## Task details
Below are some records. Say how many of their lines contain the string "available", and give nothing but the number.

## Materials provided
PR #10740, opened 2017-07-04
[wallet] `loadwallet` RPC - load wallet at runtime

jnewbery:
Adds a `loadwallet` RPCs. This allows wallets to be loaded dynamically during runtime without having to stop-start the node with new `-wallet` params.

Includes functional tests and release notes.

Limitations:

- currently this functionality is only available through the RPC interface.
- wallets loaded in this way will not be displayed in the GUI.

### DIFF
--- a/doc/release-notes-pr10740.md
+++ b/doc/release-notes-pr10740.md
@@ -1,0 +1,8 @@
+Dynamic loading of wallets
+--------------------------
+
+Previously, wallets could only be loaded at startup, by specifying `-wallet` parameters on the command line or in the bitcoin.conf file. It is now possible to load wallets dynamically at runtime by calling the `loadwallet` RPC.
+
+The wallet can be specified as file/directory basename (which must be located in the `walletdir` directory), or as an absolute path to a file/directory.
+
+This feature is currently only available through the RPC interface. Wallets loaded in this way will not display in the bitcoin-qt GUI.
--- a/src/wallet/init.cpp
+++ b/src/wallet/init.cpp
@@ -6,6 +6,7 @@
 #include <chainparams.h>
 #include <init.h>
 #include <net.h>
+#include <scheduler.h>
 #include <util.h>
 #include <utilmoneystr.h>
 #include <validation.h>
@@ -264,8 +265,11 @@ bool WalletInit::Open() const
 void WalletInit::Start(CScheduler& scheduler) const
 {
     for (CWallet* pwallet : GetWallets()) {
-        pwallet->postInitProcess(scheduler);
+        pwallet->postInitProcess();
     }
+
+    // Run a thread to flush wallet periodically
+    scheduler.scheduleEvery(MaybeCompactWalletDB, 500);
 }
 
 void WalletInit::Flush() const
--- a/src/wallet/init.cpp
+++ b/src/wallet/init.cpp
@@ -207,7 +207,12 @@ bool WalletInit::Verify() const
             return InitError(strprintf(_("Error loading wallet %s. Duplicate -wallet filename specified."), wallet_file));
         }
 
-        if (!CWallet::Verify(wallet_file, salvage_wallet)) return false;
+        std::string error_string;
+        std::string warning_string;
+        bool verify_success = CWallet::Verify(wallet_file, salvage_wallet, error_string, warning_string);
+        if (!error_string.empty()) InitError(error_string);
+        if (!warning_string.empty()) InitWarning(warning_string);
+        if (!verify_success) return false;
     }
 
     return true;
--- a/src/wallet/init.cpp
+++ b/src/wallet/init.cpp
@@ -190,55 +190,24 @@ bool WalletInit::Verify() const
 
     uiInterface.InitMessage(_("Verifying wallet(s)..."));
 
+    std::vector<std::string> wallet_files = gArgs.GetArgs("-wallet");
+
+    // Parameter interaction code should have thrown an error if -salvagewallet
+    // was enabled with more than wallet file, so the wallet_files size check
+    // here should have no effect.
+    bool salvage_wallet = gArgs.GetBoolArg("-salvagewallet", false) && wallet_files.size() <= 1;
+
     // Keep track of each wallet absolute path to detect duplicates.
     std::set<fs::path> wallet_paths;
 
-    for (const std::string& walletFile : gArgs.GetArgs("-wallet")) {
-        // Do some checking on wallet path. It should be either a:
-        //
-        // 1. Path where a directory can be created.
-        // 2. Path to an existing directory.
-        // 3. Path to a symlink to a directory.
-        // 4. For backwards compatibility, the name of a data file in -walletdir.
-        fs::path wallet_path = fs::absolute(walletFile, GetWalletDir());
-        fs::file_type path_type = fs::symlink_status(wallet_path).type();
-        if (!(path_type == fs::file_not_found || path_type == fs::directory_file ||
-              (path_type == fs::symlink_file && fs::is_directory(wallet_path)) ||
-              (path_type == fs::regular_file && fs::path(walletFile).filename() == walletFile))) {
-            return InitError(strprintf(
-                _("Invalid -wallet path '%s'. -wallet path should point to a directory where wallet.dat and "
-                  "database/log.?????????? files can be stored, a location where such a directory could be created, "
-                  "or (for backwards compatibility) the name of an existing data file in -walletdir (%s)"),
-                walletFile, GetWalletDir()));
-        }
+    for (const auto wallet_file : wallet_files) {
+        fs::path wallet_path = fs::absolute(wallet_file, GetWalletDir());
 
         if (!wallet_paths.insert(wallet_path).second) {
-            return InitError(strprintf(_("Error loading wallet %s. Duplicate -wallet filename specified."), walletFile));
+            return InitError(strprintf(_("Error loading wallet %s. Duplicate -wallet filename specified."), wallet_file));
         }
 
-        std::string strError;
-        if (!WalletBatch::VerifyEnvironment(wallet_path, strError)) {
-            return InitError(strError);
-        }
-
-        if (gArgs.GetBoolArg("-salvagewallet", false)) {
-            // Recover readable keypairs:
-            CWallet dummyWallet("dummy", WalletDatabase::CreateDummy());
-            std::string backup_filename;
-            if (!WalletBatch::Recover(wallet_path, (void *)&dummyWallet, WalletBatch::RecoverKeysOnlyFilter, backup_filename)) {
-                return false;
-            }
-        }
-
-        std::string strWarning;
-        bool dbV = WalletBatch::VerifyDatabaseFile(wallet_path, strWarning, strError);
-        if (!strWarning.empty()) {
-            InitWarning(strWarning);
-        }
-        if (!dbV) {
-            InitError(strError);
-            return false;
-        }
+        if (!CWallet::Verify(wallet_file, salvage_wallet)) return false;
     }
 
     return true;
--- a/src/wallet/rpcwallet.cpp
+++ b/src/wallet/rpcwallet.cpp
@@ -2994,6 +2994,53 @@ static UniValue listwallets(const JSONRPCRequest& request)
     return obj;
 }
 
+UniValue loadwallet(const JSONRPCRequest& request)
+{
+    if (request.fHelp || request.params.size() != 1)
+        throw std::runtime_error(
+            "loadwallet \"filename\"\n"
+            "\nLoads a wallet from a wallet file or directory."
+            "\nNote that all wallet command-line options used when starting bitcoind will be"
+            "\napplied to the new wallet (eg -zapwallettxes, upgradewallet, rescan, etc).\n"
+            "\nArguments:\n"
+            "1. \"filename\"    (string, required) The wallet directory or .dat file.\n"
+            "\nResult:\n"
+            "{\n"
+            "  \"name\" :    <wallet_name>,        (string) The wallet name if loaded successfully.\n"
+            "  \"warning\" : <warning>,            (string) Warning message if wallet was not loaded cleanly.\n"
+            "}\n"
+            "\nExamples:\n"
+            + HelpExampleCli("loadwallet", "\"test.dat\"")
+            + HelpExampleRpc("loadwallet", "\"test.dat\"")
+        );
+    std::string wallet_file = request.params[0].get_str();
+    std::string error;
+
+    fs::path wallet_path = fs::absolute(wallet_file, GetWalletDir());
+    if (fs::symlink_status(wallet_path).type() == fs::file_not_found) {
+        throw JSONRPCError(RPC_WALLET_NOT_FOUND, "Wallet " + wallet_file + " not found.");
+    }
+
+    std::string warning;
+    if (!CWallet::Verify(wallet_file, false, error, warning)) {
+        throw JSONRPCError(RPC_WALLET_ERROR, "Wallet file verification failed: " + error);
+    }
+
+    CWallet * const wallet = CWallet::CreateWalletFromFile(wallet_file, fs::absolute(wallet_file, GetWalletDir()));
+    if (!wallet) {
+        throw JSONRPCError(RPC_WALLET_ERROR, "Wallet loading failed.");
+    }
+    AddWallet(wallet);
+
+    wallet->postInitProcess();
+
+    UniValue obj(UniValue::VOBJ);
+    obj.pushKV("name", wallet->GetName());
+    obj.pushKV("warning", warning);
+
+    return obj;
+}
+
 static UniValue resendwallettransactions(const JSONRPCRequest& request)
 {
     CWallet * const pwallet = GetWalletForJSONRPCRequest(request);
@@ -4197,6 +4244,7 @@ static const CRPCCommand commands[] =
     { "wallet",             "listtransactions",                 &listtransactions,              {"account|dummy","count","skip","include_watchonly"} },
     { "wallet",             "listunspent",                      &listunspent,                   {"minconf","maxconf","addresses","include_unsafe","query_options"} },
     { "wallet",             "listwallets",                      &listwallets,                   {} },
+    { "wallet",             "loadwallet",                       &loadwallet,                    {"filename"} },
     { "wallet",             "lockunspent",                      &lockunspent,                   {"unlock","transactions"} },
     { "wallet",             "sendfrom",                         &sendfrom,                      {"fromaccount","toaddress","amount","minconf","comment","comment_to"} },
     { "wallet",             "sendmany",                         &sendmany,                      {"fromaccount|dummy","amounts","minconf","comment","subtractfeefrom","replaceable","conf_target","estimate_mode"} },
--- a/src/wallet/wallet.cpp
+++ b/src/wallet/wallet.cpp
@@ -27,6 +27,7 @@
 #include <txmempool.h>
 #include <utilmoneystr.h>
 #include <wallet/fees.h>
+#include <wallet/walletutil.h>
 
 #include <algorithm>
 #include <assert.h>
@@ -3987,6 +3988,61 @@ void CWallet::MarkPreSplitKeys()
         set_pre_split_keypool.insert(index);
         it = setExternalKeyPool.erase(it);
     }
+}
+
+bool CWallet::Verify(std::string wallet_file, bool salvage_wallet)
+{
+    // Do some checking on wallet path. It should be either a:
+    //
+    // 1. Path where a directory can be created.
+    // 2. Path to an existing directory.
+    // 3. Path to a symlink to a directory.
+    // 4. For backwards compatibility, the name of a data file in -walletdir.
+    LOCK(cs_wallets);
+    fs::path wallet_path = fs::absolute(wallet_file, GetWalletDir());
+    fs::file_type path_type = fs::symlink_status(wallet_path).type();
+    if (!(path_type == fs::file_not_found || path_type == fs::directory_file ||
+          (path_type == fs::symlink_file && fs::is_directory(wallet_path)) ||
+          (path_type == fs::regular_file && fs::path(wallet_file).filename() == wallet_file))) {
+        return InitError(strprintf(
+            _("Invalid -wallet path '%s'. -wallet path should point to a directory where wallet.dat and "
+              "database/log.?????????? files can be stored, a location where such a directory could be created, "
+              "or (for backwards compatibility) the name of an existing data file in -walletdir (%s)"),
+            wallet_file, GetWalletDir()));
+    }
+
+    // Make sure that the wallet path doesn't clash with an existing wallet path
+    for (auto wallet : GetWallets()) {
+        if (fs::absolute(wallet->GetName(), GetWalletDir()) == wallet_path) {
+            return InitError(strprintf(_("Error loading wallet %s. Duplicate -wallet filename specified."), wallet_file));
+        }
+    }
+
+    std::string strError;
+    if (!WalletBatch::VerifyEnvironment(wallet_path, strError)) {
+        return InitError(strError);
+    }
+
+    if (salvage_wallet) {
+        // Recover readable keypairs:
+        CWallet dummyWallet("dummy", WalletDatabase::CreateDummy());
+        std::string backup_filename;
+        if (!WalletBatch::Recover(wallet_path, (void *)&dummyWallet, WalletBatch::RecoverKeysOnlyFilter, backup_filename)) {
+            return false;
+        }
+    }
+
+    std::string strWarning;
+    bool dbV = WalletBatch::VerifyDatabaseFile(wallet_path, strWarning, strError);
+    if (!strWarning.empty()) {
+        InitWarning(strWarning);
+    }
+    if (!dbV) {
+        InitError(strError);
+        return false;
+    }
+
+    return true;
 }
 
 CWallet* CWallet::CreateWalletFromFile(const std::string& name, const fs::path& path)
--- a/src/wallet/wallet.cpp
+++ b/src/wallet/wallet.cpp
@@ -23,7 +23,6 @@
 #include <primitives/block.h>
 #include <primitives/transaction.h>
 #include <script/script.h>
-#include <scheduler.h>
 #include <timedata.h>
 #include <txmempool.h>
 #include <utilmoneystr.h>
@@ -4308,18 +4307,11 @@ CWallet* CWallet::CreateWalletFromFile(const std::string& name, const fs::path& 
     return walletInstance;
 }
 
-std::atomic<bool> CWallet::fFlushScheduled(false);
-
-void CWallet::postInitProcess(CScheduler& scheduler)
+void CWallet::postInitProcess()
 {
     // Add wallet transactions that aren't already in a block to mempool
     // Do this here as mempool requires genesis block to be loaded
     ReacceptWalletTransactions();
-
-    // Run a thread to flush wallet periodically
-    if (!CWallet::fFlushScheduled.exchange(true)) {
-        scheduler.scheduleEvery(MaybeCompactWalletDB, 500);
-    }
 }
 
 bool CWallet::BackupWallet(const std::string& strDest)
--- a/src/wallet/wallet.cpp
+++ b/src/wallet/wallet.cpp
@@ -3990,7 +3990,7 @@ void CWallet::MarkPreSplitKeys()
     }
 }
 
-bool CWallet::Verify(std::string wallet_file, bool salvage_wallet)
+bool CWallet::Verify(std::string wallet_file, bool salvage_wallet, std::string& error_string, std::string& warning_string)
 {
     // Do some checking on wallet path. It should be either a:
     //
@@ -4004,23 +4004,24 @@ bool CWallet::Verify(std::string wallet_file, bool salvage_wallet)
     if (!(path_type == fs::file_not_found || path_type == fs::directory_file ||
           (path_type == fs::symlink_file && fs::is_directory(wallet_path)) ||
           (path_type == fs::regular_file && fs::path(wallet_file).filename() == wallet_file))) {
-        return InitError(strprintf(
-            _("Invalid -wallet path '%s'. -wallet path should point to a directory where wallet.dat and "
+        error_string = strprintf(
+              "Invalid -wallet path '%s'. -wallet path should point to a directory where wallet.dat and "
               "database/log.?????????? files can be stored, a location where such a directory could be created, "
-              "or (for backwards compatibility) the name of an existing data file in -walletdir (%s)"),
-            wallet_file, GetWalletDir()));
+              "or (for backwards compatibility) the name of an existing data file in -walletdir (%s)",
+              wallet_file, GetWalletDir());
+        return false;
     }
 
     // Make sure that the wallet path doesn't clash with an existing wallet path
     for (auto wallet : GetWallets()) {
         if (fs::absolute(wallet->GetName(), GetWalletDir()) == wallet_path) {
-            return InitError(strprintf(_("Error loading wallet %s. Duplicate -wallet filename specified."), wallet_file));
+            error_string = strprintf("Error loading wallet %s. Duplicate -wallet filename specified.", wallet_file);
+            return false;
         }
     }
 
-    std::string strError;
-    if (!WalletBatch::VerifyEnvironment(wallet_path, strError)) {
-        return InitError(strError);
+    if (!WalletBatch::VerifyEnvironment(wallet_path, error_string)) {
+        return false;
     }
 
     if (salvage_wallet) {
@@ -4032,17 +4033,7 @@ bool CWallet::Verify(std::string wallet_file, bool salvage_wallet)
         }
     }
 
-    std::string strWarning;
-    bool dbV = WalletBatch::VerifyDatabaseFile(wallet_path, strWarning, strError);
-    if (!strWarning.empty()) {
-        InitWarning(strWarning);
-    }
-    if (!dbV) {
-        InitError(strError);
-        return false;
-    }
-
-    return true;
+    return WalletBatch::VerifyDatabaseFile(wallet_path, warning_string, error_string);
 }
 
 CWallet* CWallet::CreateWalletFromFile(const std::string& name, const fs::path& path)
--- a/src/wallet/wallet.cpp
+++ b/src/wallet/wallet.cpp
@@ -4012,7 +4012,10 @@ CWallet* CWallet::CreateWalletFromFile(const std::string& name, const fs::path& 
 
     int64_t nStart = GetTimeMillis();
     bool fFirstRun = true;
-    CWallet *walletInstance = new CWallet(name, WalletDatabase::Create(path));
+    // Make a temporary wallet unique pointer so memory doesn't get leaked if
+    // wallet creation fails.
+    auto temp_wallet = MakeUnique<CWallet>(name, WalletDatabase::Create(path));
+    CWallet* walletInstance = temp_wallet.get();
     DBErrors nLoadWalletRet = walletInstance->LoadWallet(fFirstRun);
     if (nLoadWalletRet != DBErrors::LOAD_OK)
     {
@@ -4224,7 +4227,6 @@ CWallet* CWallet::CreateWalletFromFile(const std::string& name, const fs::path& 
     }
 
     walletInstance->m_last_block_processed = chainActive.Tip();
-    RegisterValidationInterface(walletInstance);
 
     if (chainActive.Tip() && chainActive.Tip() != pindexRescan)
     {
@@ -4290,6 +4292,10 @@ CWallet* CWallet::CreateWalletFromFile(const std::string& name, const fs::path& 
             }
         }
     }
+
+    // Register with the validation interface. It's ok to do this after rescan since we're still holding cs_main.
+    RegisterValidationInterface(temp_wallet.release());
+
     walletInstance->SetBroadcastTransactions(gArgs.GetBoolArg("-walletbroadcast", DEFAULT_WALLETBROADCAST));
 
     {
--- a/src/wallet/wallet.h
+++ b/src/wallet/wallet.h
@@ -1119,7 +1119,7 @@ public:
     bool MarkReplaced(const uint256& originalHash, const uint256& newHash);
 
     //! Verify wallet naming and perform salvage on the wallet if required
-    static bool Verify(std::string wallet_file, bool salvage_wallet);
+    static bool Verify(std::string wallet_file, bool salvage_wallet, std::string& error_string, std::string& warning_string);
 
     /* Initializes the wallet, returns a new CWallet instance or a null pointer in case of an error */
     static CWallet* CreateWalletFromFile(const std::string& name, const fs::path& path);
--- a/src/wallet/wallet.h
+++ b/src/wallet/wallet.h
@@ -68,7 +68,6 @@ class CCoinControl;
 class COutput;
 class CReserveKey;
 class CScript;
-class CScheduler;
 class CTxMemPool;
 class CBlockPolicyEstimator;
 class CWalletTx;
@@ -675,7 +674,6 @@ class WalletRescanReserver; //forward declarations for ScanForWalletTransactions
 class CWallet final : public CCryptoKeyStore, public CValidationInterface
 {
 private:
-    static std::atomic<bool> fFlushScheduled;
     std::atomic<bool> fAbortRescan{false};
     std::atomic<bool> fScanningWallet{false}; // controlled by WalletRescanReserver
     std::mutex mutexScanning;
@@ -1127,7 +1125,7 @@ public:
      * Wallet post-init setup
      * Gives the wallet a chance to register repetitive tasks and complete post-init tasks
      */
-    void postInitProcess(CScheduler& scheduler);
+    void postInitProcess();
 
     bool BackupWallet(const std::string& strDest);
 
--- a/src/wallet/wallet.h
+++ b/src/wallet/wallet.h
@@ -1118,6 +1118,9 @@ public:
     /** Mark a transaction as replaced by another transaction (e.g., BIP 125). */
     bool MarkReplaced(const uint256& originalHash, const uint256& newHash);
 
+    //! Verify wallet naming and perform salvage on the wallet if required
+    static bool Verify(std::string wallet_file, bool salvage_wallet);
+
     /* Initializes the wallet, returns a new CWallet instance or a null pointer in case of an error */
     static CWallet* CreateWalletFromFile(const std::string& name, const fs::path& path);
 
--- a/test/functional/wallet_multiwallet.py
+++ b/test/functional/wallet_multiwallet.py
@@ -170,5 +170,46 @@ class MultiWalletTest(BitcoinTestFramework):
         assert_equal(w1.getwalletinfo()['paytxfee'], 0)
         assert_equal(w2.getwalletinfo()['paytxfee'], 4.0)
 
+        self.log.info("Test dynamic wallet loading")
+
+        self.restart_node(0, ['-nowallet'])
+        assert_equal(node.listwallets(), [])
+        assert_raises_rpc_error(-32601, "Method not found", node.getwalletinfo)
+
+        self.log.info("Load first wallet")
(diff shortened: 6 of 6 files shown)


src/init.cpp
```diff
@@ -252,10 +245,7 @@ void Shutdown()
 #endif
     UnregisterAllValidationInterfaces();
 #ifdef ENABLE_WALLET
-    for (CWalletRef pwallet : vpwallets) {
-        delete pwallet;
-    }
-    vpwallets.clear();
+    DeleteWallets();
```
jonasschnelli: It'd probably call this `deallocWallets()`

src/wallet/db.cpp
```diff
@@ -227,40 +227,12 @@ bool CDB::Recover(const std::string& filename, void *callbackDataIn, bool (*reco
 
 bool CDB::VerifyEnvironment(const std::string& walletFile, const fs::path& dataDir, std::string& errorStr)
 {
-    LogPrintf("Using BerkeleyDB version %s\n", DbEnv::version(0, 0, 0));
```
jonasschnelli: What's the reasons for keeping this function (that now always returns `true`)?

src/wallet/wallet.cpp
```diff
@@ -35,6 +35,8 @@
 #include <boost/algorithm/string/replace.hpp>
 #include <boost/thread.hpp>
 
+/** Protects the vpwallets vector */
+CCriticalSection cs_wallets;
 std::vector<CWalletRef> vpwallets;
```
jonasschnelli: I guess this belongs to `walletinit.h` now?

src/init.cpp
jnewbery: Yes, `DeleteWallets()` is a bad name. `DeallocWallets()` is good, or perhaps `DetachWallets()`

src/wallet/db.cpp
jnewbery: You're right. This (and `CWalletDB::VerifyEnvironment()`) are now entirely vestigial and are not called. Both can be removed.

src/wallet/wallet.cpp
jnewbery: Why? `vpwallets` is accessed by functions in several of the wallet source files.

jnewbery:
This overlaps significantly with #10762. Not sure how I should ask for review. Perhaps find out which one people think is the priority? Or I could split the `walletinit.cpp` commits into their own PR.

src/wallet/rpcwallet.cpp
```diff
@@ -2432,6 +2434,133 @@ UniValue getwalletinfo(const JSONRPCRequest& request)
...
+
+        LOCK(pwallet->cs_wallet);
+
+        obj.push_back(pwallet->GetName());
+    }
+
+    return obj;
+}
+
+UniValue loadwallet(const JSONRPCRequest& request)
```
jnewbery: On further thought, I think I prefer the names `attachwallet` and `detachwallet`. That gives a bit more distinction from the dump/import RPCs and makes a stronger implication that the new `.dat` file is being loaded and attached as a separate wallet.

promag:
@jnewbery IMO this one should rebase on the other.

jnewbery:
> IMO this one should rebase on the other.

Makes logical sense. Downside is that the other is a more significant change, so may take longer to get merged.

promag:
If this really depends on that work then there's no other way than waiting. The other downside is that the other commits will show up here too.

jnewbery:
I've changed the PR sequence, so this will now depend on #10767. If I get positive concept feedbac on #10767 I'll rebase this on top of it.

For now, I'm still just looking for concept feedback.

src/wallet/wallet.cpp
jonasschnelli: I had the idea that `walletinit.h/.c` is kind of the multiwallet interface (wallet manager). The functions we have there (`DeleteWallets()`, `VerifyWallets()`, `ShutdownWallets();`, etc.) sounded for me after `vpwallets` belongs there... 

IMO, the multiwallet map should ideally not sit within the objects (`CWallet`) implementation.

jnewbery:
Rebased on #10767 . Reviewers, please review #10767 first.

jnewbery:
Rebased now that #10767 is merged. Still a work in progress. PR text updated.

jnewbery:
Bad automatic merge of the testcase. Re-merged manually.

jnewbery:
Manual rebase fixed the test bug. Travis now passes.

This is ready for initial review.

src/qt/bitcoin.cpp
```diff
@@ -484,16 +484,19 @@ void BitcoinApplication::initializeResult(bool success)
...
-            walletModel = new WalletModel(platformStyle, vpwallets[0], optionsModel);
-
-            window->addWallet(BitcoinGUI::DEFAULT_WALLET, walletModel);
-            window->setCurrentWallet(BitcoinGUI::DEFAULT_WALLET);
-
-            connect(walletModel, SIGNAL(coinsSent(CWallet*,SendCoinsRecipient,QByteArray)),
-                             paymentServer, SLOT(fetchPaymentACK(CWallet*,const SendCoinsRecipient&,QByteArray)));
+            // TODO: Expose secondary wallets
+            LOCK(cs_wallets);
+            if (!vpwallets.empty())
```
promag: `{`.

src/qt/bitcoin.cpp
```diff
@@ -484,16 +484,19 @@ void BitcoinApplication::initializeResult(bool success)
...
+            {
+                walletModel = new WalletModel(platformStyle, vpwallets[0], optionsModel);
+
+                window->addWallet(BitcoinGUI::DEFAULT_WALLET, walletModel);
+                window->setCurrentWallet(BitcoinGUI::DEFAULT_WALLET);
+
+                connect(walletModel, SIGNAL(coinsSent(CWallet*,SendCoinsRecipient,QByteArray)),
```
promag: Missing spaces after `,`?

src/wallet/init.cpp
```diff
@@ -185,51 +185,23 @@ bool VerifyWallets()
...
-    // Keep track of each wallet absolute path to detect duplicates.
-    std::set<fs::path> wallet_paths;
+    std::vector<std::string> wallet_files = gArgs.GetArgs("-wallet");
 
-    for (const std::string& walletFile : gArgs.GetArgs("-wallet")) {
-        if (boost::filesystem::path(walletFile).filename() != walletFile) {
-            return InitError(strprintf(_("Error loading wallet %s. -wallet parameter must only specify a filename (not a path)."), walletFile));
-        }
+    // -salvagewallet can only be used when loading a single wallet
+    bool salvage_wallet = gArgs.GetBoolArg("-salvagewallet", false) && wallet_files.size() <= 1;
```
promag: Throw an error if `-salvagewallet` an there are multiple wallets?

src/wallet/rpcwallet.cpp
```diff
@@ -37,6 +37,7 @@ static const std::string WALLET_ENDPOINT_BASE = "/wallet/";
 
 CWallet *GetWalletForJSONRPCRequest(const JSONRPCRequest& request)
 {
+    AssertLockHeld(cs_wallets);
```
promag: Why not just `LOCK(cs_wallets)` too?

promag (commented):
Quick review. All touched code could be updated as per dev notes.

## Written solution
2